Anybody looked into the Busy Green Bee franchise?

I would be interested in people's thoughts.


----------



## contemporary (13 Mar 2009)

I believe the recycled materials market has dried up...

[broken link removed]


----------



## PAUL2020 (23 Mar 2009)

Claragh said:


> Anybody looked into the Busy Green Bee franchise?
> 
> I would be interested in people's thoughts.


 

as a householder I have recently signed up for the busygreenbee service.
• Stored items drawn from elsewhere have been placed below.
Issue #6485, opened 2019-12-06
Document that you should increase the max client file upload size in reverse proxy docs


anoadragon453:
We should specify the `client_max_body_size` nginx option and equivalent for other reverse proxies in https://github.com/matrix-org/synapse/blob/master/docs/reverse_proxy.md so people don't get caught up when they can't upload large images (and Synapse doesn't report an error).

Also client developers should interpret the 413 from the reverse proxy as the image is too large...

Graphicscore:
I second this, this was exactly what I needed +1

dklimpel:
This issue can be closed?
See https://github.com/matrix-org/synapse/pull/10122#issuecomment-854982727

I think it's a fantastic service because i will be receiving my free bin which allows me to sort out all my recycables right out side my back door. everything goes into the different compartments. from a householders point of view it will make everything easier. i have also been informed that they will also be collecting the general waste but this makes no odds to me because my general waste just consists of food and ashes and for that i use a composite bin and spread the ashes onto my lawn. all my tin, plastic, glass, cans, tetra packs and paper can go into my new bin. its great.

i don't have any information about the franchise but i would say the majority of people will sign up for this becuase it is allot cheaper as well. i think it goign to be big.


----------



## GeneralZod (23 Mar 2009)

PAUL2020, that reads like an infomercial and I note you've only got one post.  

If you've got a vested interest here please declare it.


----------



## kosmo (15 Feb 2010)

i'd like to revive this thread.
so if anyone has an update on Green Buzy Bee i'd like to hear about (except Paul 2020


----------